I suppose that possibly losing your ex-demon-soon-to-be-real-demon-again boyfriend and fighting off a three-balled imp behind a hovertrain—not to mention getting your house shattered and blown up—would make anyone a little too worn out to feel the proper fear when facing the man Death had denied. Besides, I was different now. Tougher than a human, capable of taking more damage.
For how much longer, though? If Japhrimel was a citizen of Hell again, was I going back to being a human? I wouldn’t have thought a genetic remodel like mine could be undone, but demons have been tinkering with genetics for so long I wouldn’t put much past them. Some people even say demons might have been responsible for humanity’s evolution, but nobody likes to think about that particular theory. It leaves a bad taste in the mouth.
Japh had changed me in the first place, after all. Reversing the change might not be so big a deal to him. It might even happen just-because.
I sighed, rubbing at my temple with my right hand. This was getting ridiculous.
Ridiculous or not, you need to rest so you can think. So just settle down, sunshine. Relax. Wait for Lucas to come back.

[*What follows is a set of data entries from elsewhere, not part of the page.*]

PR #10609, opened 2025-01-27
fix: issues with AI integration

hamza221:
`convertAxiosError`converts an existing error, and we're not passing any error we're throwing a custom one, mb 🙈

### DIFF
--- a/src/service/AiIntergrationsService.js
+++ b/src/service/AiIntergrationsService.js
@@ -13,7 +13,9 @@ export const summarizeThread = async (threadId) => {
 
 	try {
 		const resp = await axios.get(url)
-		if (resp.status === 204) throw convertAxiosError()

My hunger was sharp, but Lucas’s taste ran to heatsealed meals. They taste like cardboard and sit in the stomach like bowling balls, not providing enough in the way of nutrition—especially for my metabolism. So I did the next best thing, dragged two blankets from the bed behind the Cho-nyo screen and propped myse
lf up against the wall, my right hand loose around my swordhilt. I closed my eyes, listening to the quiet. I rarely if ever heard complete silence, being a child of the urban age. Being underground meant the psychic noise of so many people was shut out. The only thing left was Power itself, filtering in through the ground like water, and the peculiar directionless static that meant “you’re underground.”

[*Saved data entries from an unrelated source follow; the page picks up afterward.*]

Issue #10534, opened 2024-12-27
Aphistrophe not working in welcome screen


kesselb:
### Steps to reproduce

1. Set instance name to `Nextcloud'`
2. Open mail
3. See `Nextcloud&#39;`

### Expected behavior

`Nextcloud'`

### Actual behavior

![Image](https://github.com/user-attachments/assets/bcff3ad1-a0ec-4bc1-92e2-2c493c1a430b)

### Mail app version

main

### Nextcloud version

main

GretaD:
same for "

![Image](https://github.com/user-attachments/assets/5ef3f7ff-4dcf-48bd-959b-349f4c3cbb55)

PR #10614, opened 2025-01-28
fix: apostrophe issue

SebastianKrupinski:
Fix https://github.com/nextcloud/mail/issues/10534

Fixes and issue with apostrophes in system name

image

### DIFF
--- a/src/components/NoMessageSelected.vue
+++ b/src/components/NoMessageSelected.vue
@@ -5,14 +5,11 @@
 
 <template>
 	<AppContentDetails class="app-content">
-		<NcEmptyContent class="app-content__empty">
+		<NcEmptyContent class="app-content__empty"
+			:name="t('mail', 'Welcome to {productName} Mail', { productName }, null, {escape: false})"
+			:description="t('mail', 'Start writing a message by clicking below or select an existing message to display its contents')">
 			<template #icon>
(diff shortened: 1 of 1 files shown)


src/components/NoMessageSelected.vue
```diff
@@ -37,7 +37,7 @@ export default {
 
 	computed: {
 		welcomeMessage() {
-			return t('mail', 'Welcome to {cloudName} Mail', { cloudName: window?.OC?.theme?.name ?? 'Nextcloud' })
+			return t('mail', 'Welcome to {cloudName} Mail', { cloudName: window?.OC?.theme?.name ?? 'Nextcloud' }, null, {escape: false})
```
ChristophWurst, line 40: https://github.com/nextcloud/mail/blob/ae4502ac5c082b0e39722641ac07b096e9aff524/src/components/NoMessageSelected.vue#L13-L15 puts `welcomeMessage` into the DOM as-is. Doesn't that open the door for code injection?
Is `window?.OC?.theme?.name` HTML encoded already?!

SebastianKrupinski: window?.OC?.theme?.name is not HTML encoded, the encoding happens in the translation function.

Made changes, what do you think?

ChristophWurst (approved):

Maybe I’ll have to go to ground like an animal for the next seven years. The prospect was alternately comforting and horrifying, depending on whether my eyes were open or closed.
I dozed in Lucas Villalobos’s lair, feeling a little safer now. Time slid away as I tipped my head against the wall, the back of my neck curiously naked. I hadn’t had my hair this short since Rigger Hall. I shivered, thinking of that place again. Afterward, in the Academy, I’d started growing my hair out almost immediately. It was messy to dye to fit in with Necromance professional codes—codes dating back to the Parapsychic Act, to present a united front to the world and make us instantly recognizable—but when Japhrimel had changed me, my hair had turned the same inky black as his.
I was back to Japhrimel again.
Stay inside. Don’t open the door. Do not doubt me, no matter what.
I’d walked into that church and faced Lucifer with him. My mind kept pawing lightly at the memory—the speaking in their demonic language, the maneuvering me into the position of having to agree… and here I was, almost everything I owned in the world gone in a reaction fire and demons chasing me down. I was damn lucky that I’d only tangled with one imp so far—an imp Japhrimel hadn’t attacked and exhausted first, like he’d done with Santino. I was damn lucky to be alive on both counts.
Some demon somewhere knew what Lucifer had bargained me into doing and was looking to get the first shot in. It was predictable—after all, I was the weakest link in the chain leading to the Devil, especially if Japh was a full-fledged demon again. If they killed me messily enough, like a Mob turf hit, it might be a statement to other demons looking to rebel. If Lucifer couldn’t even keep one lousy human alive, his reputation would take a hit, and Hell might get even harder to control.